El reactor número 4 de la central de Chernóbyl explotó en 1986, provocando el peor desastre nuclear civil de la historia. Está cubierto por un doble sarcófago, uno construido por los soviéticos, ahora dañado, y otro, más moderno, inaugurado en 2019.
Los reactores requieren de electricidad para los sistemas de seguridad, incluido el de enfriamiento para el sitio de almacenamiento del combustible nuclear usado. Sin embargo, el OIEA dijo recientemente que, dado el tiempo transcurrido desde el accidente de 1986, “la carga térmica de la piscina de depósito de combustible usado y el volumen de agua de enfriamiento son suficientes para garantizar una evacuación eficaz de calor sin electricidad”.

El presidente de la empresa nuclear ucraniana Energoatom, Petr Kotin, alertó del uso de las centrales nucleares de Zaporiyia y Chernobyl como bases militares por parte del Ejército ruso. En una entrevista concedida a NV, Kotin ha señalado que existe “mucho material nuclear” en la zona y que cada reactor está cargado de gasolina. “Sabe dios lo que los invasores harán con este material. Si lo dejan todo tal y como está no pasará nada malo”, declaró, antes de indicar que por el momento “no han interferido con el trabajo del personal”.

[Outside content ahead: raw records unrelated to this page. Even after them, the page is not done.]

PR #4075, opened 2023-12-11
Add support for GCP Instance Types for slider

sdess09:
## What does this PR do?

Add support for GCP nodes for sliders

### DIFF
--- a/dashboard/src/lib/hooks/useClusterResourceLimits.ts
+++ b/dashboard/src/lib/hooks/useClusterResourceLimits.ts
@@ -106,13 +106,26 @@ const clusterNodesValidator = z
       return defaultResources;
     }
     const instanceType = data.labels["beta.kubernetes.io/instance-type"];
-    const res = z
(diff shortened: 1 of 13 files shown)


dashboard/src/lib/hooks/useClusterResourceLimits.ts
```diff
@@ -106,13 +106,26 @@ const clusterNodesValidator = z
...
-    if (!res.success) {
+
+    // Updated parsing logic
+    let parsedType;
+    if (instanceType && instanceType.includes(".")) {
+      parsedType = z
+        .tuple([z.string(), z.string()])
+        .safeParse(instanceType.split("."));
+    } else if (instanceType && instanceType.includes("-")) {
+      const parts = instanceType.split("-");
```
ianedwards, line 117: Could you set `parsedType` to the validated result here, instead of the validation type, and just return the defaults of the validation fails?

ianedwards (approved):

PR #4082, opened 2023-12-12
updated entry point for configuring preview envs

ianedwards:
## What does this PR do?

- Moving form for setting up preview envs to the Preview Env tab in the dashboard
- This is the first step towards providing a full form for getting to parity with porter.yaml in the UI for previews

https://github.com/porter-dev/porter/assets/104453631/6da127a8-8525-42dd-9960-cf1e8b2b6bcd


dashboard/src/main/home/cluster-dashboard/preview-environments/v2/PreviewEnvGrid.tsx
```diff
@@ -45,10 +47,34 @@ const PreviewEnvGrid: React.FC<PreviewEnvGridProps> = ({
...
+          <Spacer y={1} />
+
+          <Text color={"helper"}>
+            Get started by enabling preview envs for your apps.
+          </Text>
+          <Spacer y={1} />
+          <Button
+            onClick={() => {
+              // setTab("config");
+            }}
```
ferozemohideen, line 64: remove?

ferozemohideen (approved):

ferozemohideen:
Code changes lgtm, just some minor design feedback from me:
- for the environments tab, are those environments 'living' aka PR hasn't been merged yet? could be cool to have an X icon on the far right that deletes the environment if so
- I'm not a huge fan of 'Configure Apps' - maybe just Configuration or Settings?
- what does clicking into each tile on the next-test get you to? does it take you to the app?
- The clickable of 'Update Previews' is a bit weird inside the parent clickable tile, but not sure a better way around that
- In the setup previews modal, are the environment variables overrides or pulled directly from the parent app? If they are pulled directly, the modal can possibly be hard to scroll through because some apps have lots of env vars. Maybe consider making the whole form a collapsing list type component like the cloudformation screen or into its own dedicated page
- Not sure what the Update Settings under the preview environments enabled does (I guess it takes you straight to the setup previews modal)? What do you think about making that a toggle with a gear icon next to it? Or actually, do we even need to take them back to the app after they configure preview environments from the preview env page? could we just get rid of that part in the app's settings tab altogether?

dashboard/src/main/home/cluster-dashboard/preview-environments/v2/PreviewEnvGrid.tsx
ianedwards: meant to pass in a prop and uncomment, will fix

ianedwards:
> Code changes lgtm, just some minor design feedback from me:
> 
> * for the environments tab, are those environments 'living' aka PR hasn't been merged yet? could be cool to have an X icon on the far right that deletes the environment if so
> * I'm not a huge fan of 'Configure Apps' - maybe just Configuration or Settings?
> * what does clicking into each tile on the next-test get you to? does it take you to the app?
> * The clickable of 'Update Previews' is a bit weird inside the parent clickable tile, but not sure a better way around that
> * In the setup previews modal, are the environment variables overrides or pulled directly from the parent app? If they are pulled directly, the modal can possibly be hard to scroll through because some apps have lots of env vars. Maybe consider making the whole form a collapsing list type component like the cloudformation screen or into its own dedicated page
> * Not sure what the Update Settings under the preview environments enabled does (I guess it takes you straight to the setup previews modal)? What do you think about making that a toggle with a gear icon next to it? Or actually, do we even need to take them back to the app after they configure preview environments from the preview env page? could we just get rid of that part in the app's settings tab altogether?

- Yes they're living. Agree with having some more settings and info for the env but planning to do that in a follow up once I can attach metadata on the deployment target
- Updated the tab text
- Used foreground color instead of clickable, so it's clearer the button is how to update things
- Agree that the modal didn't make much sense, reverting to the old screen which should give us more space to work with especially when including addons
- I removed the settings entry point from the app so only the preview envs screen can be used

https://github.com/porter-dev/porter/assets/104453631/2b2dce55-2158-44a3-841f-133e0a28b8e2

PR #4089, opened 2023-12-13
fix routing for multiple deployment targets

ferozemohideen:
tested with multiple DT flag turned on and off; seems to work fine


ianedwards (approved):
nice. lgtm, only potential thought might be to use a more descriptive name than `internalLinkBuilder` so that it's clear what info is used

PR #4090, opened 2023-12-13
reorganize preview form under tabs

ianedwards:
## What does this PR do?

- Since required apps and addons introduce quite a few more fields, the existing app template form design will become a bit cluttered over time
- Introducing tabs in this PR for Services and Environment Variables, with Required Apps and Addons being added after this is merged
- Also routing app template updates to CCP so that addons can be properly accounted for

https://github.com/porter-dev/porter/assets/104453631/af20c469-2039-49bb-9663-9e33ff08b47d


ferozemohideen (approved):
sick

Kotin ha reafirmado, por otra parte, que Ucrania ganará la guerra. “Lo que no sabemos es cuándo”, dijo. “Es muy triste que hayamos perdido Zaporiyia, pero no entiendo los motivos de hacerse con Chernobyl. Solo hay material radiactivo del que preocuparse. Es peligroso y además hay que invertir mucho dinero para mantener unas buenas condiciones. No veo los beneficios”, afirmó.
No obstante, recordó que hay que estar preparados para el momento en que Ucrania “pueda entrar de nuevo” en la zona. “Lo recuperaremos todo”, zanjó.